Synthetic Fungal Biology for Human and Environmental Health through Enhanced Degradation of Benzo(a)pyreneEPA Grant Number: FP917791
Title: Synthetic Fungal Biology for Human and Environmental Health through Enhanced Degradation of Benzo(a)pyrene
Investigators: Ostrem, Erin M
Institution: University of Wisconsin - Madison
EPA Project Officer: Lee, Sonja
Project Period: September 1, 2015 through August 31, 2018
Project Amount: $132,000
RFA: STAR Graduate Fellowships (2015) RFA Text | Recipients Lists
Research Category: Academic Fellowships
Benzo(a)pyrene (BaP) is a persistent and ubiquitous soil contaminant which is formed by the partial combustion of organic matter. The EPA lists BaP in the top ten Superfund site contaminants of greatest concern, and is also listed by IARC as a group I carcinogen, making a significant threat to human health. Filamentous fungi are a group of organisms which live mostly as saprophytes, and hence have the capacity to utilize a diverse range of carbon sources. They are relatively understudied when compared to bacteria, yet the possibility of utilizing them to decompose organic contaminants is more promising because their ability to live in arid and nutrient poor soils is enhanced by their filamentous growth. This makes them excellent candidates for remediation of contaminated sites. My research uses Aspergillus nidulans, a soil dwelling filamentous fungus, which is a model laboratory system used to study molecular mechanisms.
I plan to use a variety of complementary techniques to investigate the ability of Aspergillus nidulans to metabolize BaP. First I will confirm that the initial oxidation step is mediated by a particular cytochrome p450 (CYP) enzyme by incubating protein fractions isolated from wild-type and gene deletion cells with BaP. I will additionally identify the final metabolite by incubating isotopically labeled BaP with whole cells and detect metabolites using LC/MS on full scan mode. I will further identify the other genes necessary for metabolism by analyzing RNA sequencing data and distinguishing genes which are upregulated in BaP treated cells but not in cells receiving no treatment. This set of experiments will give me the information necessary to engineer a strain of Aspergillus that has an enhanced ability to degrade BaP.

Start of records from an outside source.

PR #3449, opened 2024-09-04
[stdlib] Fix typo in inlined_assembly 9-arg function arguments

tboerstad:
I discovered this copy-paste typo, arg3 repeated twice for 9 arg assembly generation, while poking around the stdlib. 

Unfortunately I don't know how to test this.
Tests passed both before and after this change, so I assume this code path is not tested on my setup


laszlokindrat (approved):
Nice catch, haha! Thanks!

PR #3450, opened 2024-09-04
[stdlib] Implement Weak[T] refs for Arc[T]

szbergeron:
This implements a Weak[T] non-owning ref for Arc[T] that should allow for more ergonomic implementation of cyclic data structures without having to fall back to UnsafePointer[T] or Optional[Arc[T]] + complex directed drop impls.

This increases the footprint of _ArcInner by (minimally) 8 bytes. If we wish to cut this down, specialization and conditional inclusion of the field (once implemented) may allow for Arc[T, Kind=StrongOnly] constructs.


szbergeron:
Needs some fixes after parameterizing Arc for Weak, but recent compiler changes have fixed the parameter propagation/inference issues so it's just a matter of fixing the broken ref count.

stdlib/src/memory/arc.mojo
```diff
@@ -45,32 +45,231 @@ print(Arc(String("ok"))[])
...
+            # if this is the last weak, and there
+            # are no other strongs, then we can dealloc the inner
+            return last_any
+        else:
+            #TODO: statically ensure unreachable?
+            return False
+
+
+@register_passable
+struct Weak[T: Movable, enable_weak: Bool = True](CollectionElement, CollectionElementNew):
```
ConnorGray, line 193: **Suggestion** I think in principle it should be possible for us to remove this `enable_weak` parameter from `Weak` itself.

The logic being that an instance of `Weak` can only have been derived from an `Arc[T, True]`, so the parameter would always have to be `True` anyway.

stdlib/src/memory/arc.mojo
```diff
@@ -45,32 +45,231 @@ print(Arc(String("ok"))[])
...
+    such that users can easily avoid memory leaks.
+
+    Parameters:
+        T: The type of the value that this Weak may be upgraded into an Arc[T] of.
+    """
+
+    alias _inner_type = _ArcInner[T]
+    var _inner: UnsafePointer[Self._inner_type]
+
+    fn __init__(inout self, strong: Arc[T, enable_weak]):
```
ConnorGray, line 207: **Suggestion** Likewise, we can change this initializer so that `Weak[T]` can only be constructed frfom an `Arc[T, True]`:

```preview
          fn __init__(inout self, strong: Arc[T, True]):
```

This would let you remove the `constrained[enable_weak, "..."]()` below as well 🙂

stdlib/src/memory/arc.mojo
```diff
@@ -45,32 +45,231 @@ print(Arc(String("ok"))[])
...
+        """Implicit copy of Weak[T],
+        simply delegates to the regular explicit copy constructor.
+
+        Args:
+            other: The Weak[T] to (implicitly) copy.
+        """
+        other._inner[].add_weak()
+        self._inner = other._inner
+
+    fn upgrade(inout self) -> Optional[Arc[T]]:
```
ConnorGray, line 249: **Suggestion** I think this needs to encode that this is an `Arc` containing a weak count:

```suggestion
    fn upgrade(inout self) -> Optional[Arc[T, True]]:
```

stdlib/src/memory/arc.mojo
```diff
@@ -126,11 +335,12 @@ struct Arc[T: Movable](CollectionElement, CollectionElementNew):
...
         Decrement the ref count for the reference. If there are no more
-        references, delete the object and free its memory."""
-        if self._inner[].drop_ref():
-            # Call inner destructor, then free the memory.
+        references, free its memory."""
+        var should_del = self._inner[].drop_ref()
+        if should_del:
             (self._inner).destroy_pointee()
             self._inner.free()
+        self._inner = UnsafePointer[Self._inner_type]()
```
ConnorGray, line 343: **Request** This "nulling out" of fields is not required within `__del__()` methods. After the `__del__()` completes, this object instance is no longer alive, so there's no code that could observe `self._inner` one way or the other 🙂

stdlib/src/memory/arc.mojo
```diff
@@ -45,32 +45,231 @@ print(Arc(String("ok"))[])
...
 
-struct _ArcInner[T: Movable]:
+struct _ArcInner[T: Movable, enable_weak: Bool = False]:
     var refcount: Atomic[DType.uint64]
-    var payload: T
+    var payload: UnsafeMaybeUninitialized[T]
+    
+    alias _weak_refcount_type = __mlir_type[
+        `!pop.array<`, Int(enable_weak).value, `, `, Atomic[DType.int64], `>`
+    ]
```
ConnorGray, line 62: **Comment** This is clever using the boolean to make this a zero-sized field, neat trick! 🙂

stdlib/src/memory/arc.mojo
```diff
@@ -45,32 +45,231 @@ print(Arc(String("ok"))[])
...
+            return UnsafePointer[Atomic[DType.int64]]()
+
+    fn _destroy_value(inout self):
+        """
+        Run the destructor for the payload,
+        with the assumption that it has not been run yet
+        """
+        self.payload.assume_initialized_destroy()
+
+    fn try_upgrade_weak(inout self) -> Bool:
```
ConnorGray, line 100: **Suggestion** I think this could use the "custom self types" / "conditional conformance" trick to be statically constrained to:

```suggestion
fn try_upgrade_weak(inout self: Arc[T, True]) -> Bool
```

and then the `@parameter if enable_weak` statement below could be simplified.

ConnorGray (commented):
Hey @szbergeron, thanks for tackling this! 🙂 This will be a nice QoL thing for folks doing self-referential data structures in Mojo.

I've left a few initial comments on the implementation strategy, particularly about how we might be able to make stronger guarantees around the `enable_weak: Bool` parameter using the type system.

Let me know if my suggestions are workable! 🙂 

Thanks again for your contribution, awesome stuff 🔥

stdlib/src/memory/arc.mojo
szbergeron: I think this is an artifact of having written the first pass when cond-conf was...rather "newly minted" and had some rather squirrely behavior. I can see if I can pull it out now without knocking over the jenga tower.

stdlib/src/os/atomic.mojo
```diff
@@ -24,7 +24,7 @@ from memory import UnsafePointer, bitcast
 from sys.info import triple_is_nvidia_cuda
 
 
-struct Atomic[type: DType]:
+struct Atomic[type: DType](ExplicitlyCopyable):
```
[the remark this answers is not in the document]
szbergeron: This was to allow me to construct the [0|1] length array for weak. I wanted to revisit the specifics, since having an array of atomics can be useful in a lot of contexts but there isn't currently a good way of constructing one without arcane MaybeUninit incantations. I do have some questions about the atomic type that can be had out-of-thread too, that (I think) make Arc technically unsound in a single threaded context and relatively impossible to use in a multi-threaded one

stdlib/src/memory/arc.mojo
```diff
@@ -152,7 +362,27 @@ struct Arc[T: Movable](CollectionElement, CollectionElementNew):
...
+        constrained[enable_weak, "A typical Arc[T] does not support downgrading." + 
+            "If you want to enable downgrading of this Arc[T], convert it to an Arc[T, enable_weak = True]"]()
+        
+        @parameter
+        if enable_weak:
+            return Weak[T, enable_weak](self)
+        else:
+            constrained[False, "A typical Arc[T] does not support downgrading." + 
+                "If you want to enable downgrading of this Arc[T], convert it to an Arc[T, enable_weak = True]"]()
+            return abort[Weak[T, enable_weak]]("unreachable")
```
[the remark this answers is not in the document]
szbergeron: I like the simplification, but is there a good way with that change of presenting specific, actionable instructions to the user that what they are trying to do can only be done if they make their Arc `enable_weak = True`?

JoeLoser:
@szbergeron going to close this for now, but if it becomes a priority in the future - let's talk internally.

PR #3453, opened 2024-09-05
[stdlib] Use ownership ops in `Uninit` to remove pointer indirection.

helehex:
The ownership ops provide a more clear implementation than `pop.array`, and allows the pointer indirection to be removed.
This makes the inner field of `UnsafeMaybeUninitialized` just a `ElementType` instead of a `pop.array<...>`

Because we get an error when marking subobjects as destroyed, ~~i used a capturing function within the types destructor to make sure the underlying values destructor isn't called.~~ **edit**: I introduced two helper functions `_forget()` and `_uninit()`, which provide a very clear implementation.

I had to bump up the move counter check in one of the tests, because of how the implementation changed, but i'm pretty sure the actual move gets optimized away, even if the move counter doesn't.

### DIFF
--- a/stdlib/src/collections/inline_array.mojo
+++ b/stdlib/src/collections/inline_array.mojo
@@ -128,15 +128,11 @@ struct InlineArray[
             unsafe_assume_initialized: The array of `UnsafeMaybeUninitialized` elements.
         """
 
-        self._array = __mlir_op.`kgen.param.constant`[
-            _type = Self.type,
-            value = __mlir_attr[`#kgen.unknown : `, Self.type],
-        ]()
-
-        for i in range(Self.size):
-            unsafe_assume_initialized[i].unsafe_ptr().move_pointee_into(
-                self.unsafe_ptr() + i
-            )
+        self = (
+            UnsafePointer.address_of(unsafe_assume_initialized)
+            .bitcast[Self]()
+            .take_pointee()
+        )
 
     @always_inline
     fn __init__(inout self, fill: Self.ElementType):
--- a/stdlib/src/memory/maybe_uninitialized.mojo
+++ b/stdlib/src/memory/maybe_uninitialized.mojo
@@ -15,6 +15,18 @@ from os import abort
 from builtin._documentation import doc_private
 
 
+@always_inline
+fn _forget[T: AnyType](owned value: T):
+    # Avoids running the destructor.
+    __mlir_op.`lit.ownership.mark_destroyed`(__get_mvalue_as_litref(value))
+
+
+@always_inline
+fn _uninit[T: AnyType]() -> T as value:
+    # Returns uninitialized data.
+    __mlir_op.`lit.ownership.mark_initialized`(__get_mvalue_as_litref(value))
+
+
 struct UnsafeMaybeUninitialized[ElementType: AnyType](CollectionElementNew):
     """A memory location that may or may not be initialized.
 
@@ -31,17 +43,14 @@ struct UnsafeMaybeUninitialized[ElementType: AnyType](CollectionElementNew):
         ElementType: The type of the element to store.
     """
 
-    alias type = __mlir_type[`!pop.array<1, `, Self.ElementType, `>`]
-    var _array: Self.type
+    var _data: ElementType
 
     @always_inline
     fn __init__(inout self):
         """The memory is now considered uninitialized."""
-        self._array = __mlir_op.`kgen.param.constant`[
-            _type = Self.type,
-            value = __mlir_attr[`#kgen.unknown : `, Self.type],
-        ]()
+        self._data = _uninit[ElementType]()
 
+    # TODO: allows conformance to CollectionElement for use in collections
     @doc_private
     @always_inline
     fn __init__(inout self, *, other: Self):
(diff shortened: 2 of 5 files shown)


stdlib/test/memory/test_maybe_uninitialized.mojo
```diff
@@ -89,7 +89,7 @@ def test_maybe_uninitialized_move_from_pointer():
     _ = a^
 
     # a is uninitialized now. Thankfully, we're working with trivial types
-    assert_equal(b.assume_initialized().move_count, 1)
+    assert_equal(b.assume_initialized().move_count, 2)
```
gabrieldemarmiesse, line 92: This is quite strange indeed. Can you add a unit test with a non-movable type and see if it works correctly?

gabrieldemarmiesse (changes requested):

stdlib/test/memory/test_maybe_uninitialized.mojo
helehex: Once I figure out stdlib dev with magic, i'll add it.

stdlib/src/memory/maybe_uninitialized.mojo
```diff
@@ -250,4 +267,12 @@ struct UnsafeMaybeUninitialized[ElementType: AnyType](CollectionElementNew):
         If the memory was initialized, the caller should
         use `assume_initialized_destroy` before.
         """
-        pass
+
+        @parameter
+        @always_inline
+        fn _drop[T: AnyType](owned val: T):
```
JoeLoser, line 273: **Question** What's the value in wrapping this MLIR op call in an inner function instead of just inlining it?

stdlib/test/memory/test_maybe_uninitialized.mojo
JoeLoser: @helehex did you dig into this a bit more?  Seems like a regression and/or a compiler bug.  If it's a bug, I'm sure @lattner would like to hear about it.

stdlib/src/memory/maybe_uninitialized.mojo
JoeLoser: Ah, I see now from your comment in the PR description - can you check if this is required still?  @lattner has improved this subobject destruction area recently in `CheckLifetimes`, so it may not be needed anymore.

helehex: I'll add this to my todo list tomorrow.

For some reason i cant comment on your review below, but the reason the move count goes up by one is because I'm doing two moves instead of one now. The actual moves should get optimized away, but it cant optimize the counter increment because that would be incorrect. (i'll explore cleaning it up some more though and getting rid of the extra move)

stdlib/test/memory/test_maybe_uninitialized.mojo
helehex: The reason the move count goes up by one is because I'm doing two moves instead of one now. The actual moves should get optimized away, but it cant optimize the counter increment because that would be incorrect. (i'll explore cleaning it up some more though and getting rid of the extra move)

stdlib/src/memory/maybe_uninitialized.mojo
```diff
@@ -165,7 +181,8 @@ struct UnsafeMaybeUninitialized[ElementType: AnyType](CollectionElementNew):
         Args:
             other: The object to move.
         """
-        self.move_from(other.unsafe_ptr())
+        self = UnsafeMaybeUninitialized[MovableType](other._data^)
+        other = UnsafeMaybeUninitialized[MovableType]()
```
helehex, line 186: I'm seeing that a bunch of the things that seemed wrong to me before, have been fixed.
This is now giving me:
`field 'other._data' destroyed out of the middle of a value, preventing the overall value from being destroyed`
Which is kind of what i expect, so thats good. I just have to think of a better way to do it now

helehex: i tried it like this originally to avoid having `lit.ownership.mark_initialized()` everywhere, but maybe it makes more sense to do that anyways..

stdlib/src/memory/maybe_uninitialized.mojo
helehex: moving it out of the closure still complains about not being able to destroy subobjects, but maybe there's a better way

helehex: but i can mark subobjects initialized now, which helps

helehex: i'm cooking

helehex:
I do have a question for @gabrieldemarmiesse, i noticed that you made an `__init__()` for a movable element type which does the same thing as `write()`. I dont see how having both would be necessary, since i dont believe it's a matter of conformance to some trait, do you more info on that decision, or a preference on which one to remove?

helehex:
I'm not sure it makes sense to have an `unsafe_ptr()` method anymore, but i'll push my changes and you guys can take a look.

helehex:
I added two private helper functions: `_forget()`, and `_uninit`, if you take a look at where they are being used, hopefully it's a very clear way of doing it.

helehex:
the diff is also in the negative now, and i didn't remove any functionality, so that's always good

stdlib/src/collections/inline_array.mojo
```diff
@@ -122,12 +122,11 @@ struct InlineArray[
...
-
-        for i in range(Self.size):
-            unsafe_assume_initialized[i].unsafe_ptr().move_pointee_into(
-                self.unsafe_ptr() + i
-            )
+        self = (
+            UnsafePointer.address_of(unsafe_assume_initialized)
+            .bitcast[Self]()
+            .take_pointee()
+        )
```
helehex, line 130: I had to change this initializer to be a direct cast and move, rather than moving each element individually.
Seems like it's correct, but maybe something to check into.

stdlib/test/memory/test_maybe_uninitialized.mojo
helehex: Oh
Now it might be because it goes through `take_pointee()` first, then gets moved into the destination variable.

helehex: Oh yeah, a non-movable test... i should try that

helehex: Wait, if it's non-movable then you cant use `move_from`... could you maybe clarify what the test should look like?

helehex: @JoeLoser Maybe `UnsafePointer.take_pointee()` should be using a named return slot?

The Aspergillus nidulans genome contains many predicted cytochrome p450 enzymes, with three of them showing high homology with another known BaP metabolizing CYP. It is likely that because of its ecological niche as a saprophytic soil dweller, A. nidulans is capable of quickly adapting to new carbon sources by differentially regulating specific CYP encoding genes. Because gene manipulation is relatively easy with this organism, it is likely gene deletion of one of these CYPs will show a loss of BaP metabolizing capability. Overexpression of this CYP is hence likely to enhance metabolism of BaP. Information obtained by metabolite identification via LC/MS and RNA sequencing data will help in understanding other key steps in the metabolism of BaP. Their predicted role can be supported by subsequent gene deletion and overexpression.